RECORDS PROVIDED:
━━━━

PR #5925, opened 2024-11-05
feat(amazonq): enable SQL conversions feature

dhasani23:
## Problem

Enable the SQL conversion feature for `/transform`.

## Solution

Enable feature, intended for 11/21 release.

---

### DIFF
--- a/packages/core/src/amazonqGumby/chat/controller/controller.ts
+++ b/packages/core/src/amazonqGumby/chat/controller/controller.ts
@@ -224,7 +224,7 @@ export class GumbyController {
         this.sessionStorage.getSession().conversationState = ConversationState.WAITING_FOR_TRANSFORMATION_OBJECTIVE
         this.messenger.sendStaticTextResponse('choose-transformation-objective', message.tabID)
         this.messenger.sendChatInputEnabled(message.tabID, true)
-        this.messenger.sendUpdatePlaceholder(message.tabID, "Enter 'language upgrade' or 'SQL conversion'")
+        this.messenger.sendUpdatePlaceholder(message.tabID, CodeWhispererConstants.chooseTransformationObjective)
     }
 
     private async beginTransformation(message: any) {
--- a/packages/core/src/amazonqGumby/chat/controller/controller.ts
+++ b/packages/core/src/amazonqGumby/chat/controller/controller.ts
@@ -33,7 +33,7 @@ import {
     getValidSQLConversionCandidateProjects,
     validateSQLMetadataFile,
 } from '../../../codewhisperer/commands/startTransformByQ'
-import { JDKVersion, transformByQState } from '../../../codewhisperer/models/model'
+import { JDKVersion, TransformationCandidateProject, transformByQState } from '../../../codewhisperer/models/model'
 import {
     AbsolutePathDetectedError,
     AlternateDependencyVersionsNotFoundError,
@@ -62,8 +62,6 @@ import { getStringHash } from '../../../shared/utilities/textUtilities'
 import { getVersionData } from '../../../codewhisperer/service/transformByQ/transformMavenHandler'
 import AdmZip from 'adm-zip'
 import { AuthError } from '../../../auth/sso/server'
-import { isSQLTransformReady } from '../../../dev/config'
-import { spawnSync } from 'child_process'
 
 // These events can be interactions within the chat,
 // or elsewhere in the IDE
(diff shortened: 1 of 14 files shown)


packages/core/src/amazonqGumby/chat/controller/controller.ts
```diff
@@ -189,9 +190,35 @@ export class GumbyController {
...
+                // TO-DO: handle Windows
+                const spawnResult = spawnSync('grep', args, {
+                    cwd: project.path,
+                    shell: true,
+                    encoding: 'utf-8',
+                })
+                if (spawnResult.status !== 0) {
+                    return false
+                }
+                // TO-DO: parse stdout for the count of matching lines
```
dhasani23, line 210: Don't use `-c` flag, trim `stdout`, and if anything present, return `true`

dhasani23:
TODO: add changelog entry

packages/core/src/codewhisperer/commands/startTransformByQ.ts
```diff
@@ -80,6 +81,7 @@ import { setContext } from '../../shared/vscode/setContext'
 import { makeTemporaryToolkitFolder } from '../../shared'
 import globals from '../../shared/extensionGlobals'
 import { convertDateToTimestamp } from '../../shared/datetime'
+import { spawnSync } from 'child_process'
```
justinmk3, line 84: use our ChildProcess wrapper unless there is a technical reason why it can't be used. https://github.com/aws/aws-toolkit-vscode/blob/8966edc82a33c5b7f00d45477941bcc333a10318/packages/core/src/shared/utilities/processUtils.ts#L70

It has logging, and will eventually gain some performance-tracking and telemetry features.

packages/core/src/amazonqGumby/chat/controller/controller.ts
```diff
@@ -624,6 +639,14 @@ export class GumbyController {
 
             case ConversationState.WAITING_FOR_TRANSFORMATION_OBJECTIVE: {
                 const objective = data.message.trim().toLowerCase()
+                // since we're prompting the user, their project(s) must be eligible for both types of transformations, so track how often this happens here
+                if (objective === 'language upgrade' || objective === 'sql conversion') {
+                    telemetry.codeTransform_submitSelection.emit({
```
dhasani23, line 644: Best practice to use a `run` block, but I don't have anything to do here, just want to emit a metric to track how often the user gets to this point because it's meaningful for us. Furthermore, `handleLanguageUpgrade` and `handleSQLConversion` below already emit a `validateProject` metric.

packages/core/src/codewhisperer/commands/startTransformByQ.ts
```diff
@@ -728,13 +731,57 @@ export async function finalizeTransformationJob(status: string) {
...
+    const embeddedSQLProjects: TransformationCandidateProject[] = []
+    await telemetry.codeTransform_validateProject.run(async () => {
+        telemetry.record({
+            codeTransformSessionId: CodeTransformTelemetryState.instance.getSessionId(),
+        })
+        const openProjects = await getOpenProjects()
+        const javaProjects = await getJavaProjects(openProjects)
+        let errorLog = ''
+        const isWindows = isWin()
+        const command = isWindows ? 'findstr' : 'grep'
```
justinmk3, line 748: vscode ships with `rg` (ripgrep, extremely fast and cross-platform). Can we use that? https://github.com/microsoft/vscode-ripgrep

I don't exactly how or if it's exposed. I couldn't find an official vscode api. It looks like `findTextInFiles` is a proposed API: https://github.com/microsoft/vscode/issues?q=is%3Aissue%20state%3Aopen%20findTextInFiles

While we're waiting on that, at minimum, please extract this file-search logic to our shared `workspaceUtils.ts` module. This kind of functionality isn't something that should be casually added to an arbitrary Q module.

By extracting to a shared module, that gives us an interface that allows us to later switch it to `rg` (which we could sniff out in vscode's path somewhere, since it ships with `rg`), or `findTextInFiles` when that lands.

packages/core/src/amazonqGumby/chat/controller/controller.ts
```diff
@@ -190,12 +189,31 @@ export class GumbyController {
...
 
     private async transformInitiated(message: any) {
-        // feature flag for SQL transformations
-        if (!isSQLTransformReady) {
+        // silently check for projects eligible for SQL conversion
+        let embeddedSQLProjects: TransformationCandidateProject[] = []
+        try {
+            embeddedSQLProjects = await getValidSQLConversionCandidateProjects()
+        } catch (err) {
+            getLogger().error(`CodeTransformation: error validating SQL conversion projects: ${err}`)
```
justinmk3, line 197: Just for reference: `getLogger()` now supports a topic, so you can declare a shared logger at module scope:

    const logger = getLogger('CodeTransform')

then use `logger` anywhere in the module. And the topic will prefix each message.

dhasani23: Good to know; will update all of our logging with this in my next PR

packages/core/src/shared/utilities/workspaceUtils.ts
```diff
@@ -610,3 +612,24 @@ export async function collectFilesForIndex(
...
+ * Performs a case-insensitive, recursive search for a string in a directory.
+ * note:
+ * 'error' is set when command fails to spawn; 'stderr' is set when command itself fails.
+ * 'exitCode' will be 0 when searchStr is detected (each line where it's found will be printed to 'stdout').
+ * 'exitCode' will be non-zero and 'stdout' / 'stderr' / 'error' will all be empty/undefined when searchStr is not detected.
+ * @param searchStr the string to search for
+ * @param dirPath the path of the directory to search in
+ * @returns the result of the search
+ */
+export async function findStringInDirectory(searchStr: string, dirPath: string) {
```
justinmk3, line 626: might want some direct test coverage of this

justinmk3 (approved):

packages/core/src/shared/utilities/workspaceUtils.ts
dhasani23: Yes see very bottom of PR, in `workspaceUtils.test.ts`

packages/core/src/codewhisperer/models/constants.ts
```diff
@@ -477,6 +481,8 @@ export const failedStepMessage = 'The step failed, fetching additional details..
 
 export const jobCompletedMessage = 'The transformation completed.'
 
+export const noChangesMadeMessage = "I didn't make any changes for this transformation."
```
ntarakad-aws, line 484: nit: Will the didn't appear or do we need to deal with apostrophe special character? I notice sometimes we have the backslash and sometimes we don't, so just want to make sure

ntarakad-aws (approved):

━━━━

TASK STATEMENT: Pull out each line of the listing that holds the string "class".

TASK SOLUTION:
@@ -224,7 +224,7 @@ export class GumbyController {
@@ -189,9 +190,35 @@ export class GumbyController {
@@ -624,6 +639,14 @@ export class GumbyController {
@@ -190,12 +189,31 @@ export class GumbyController {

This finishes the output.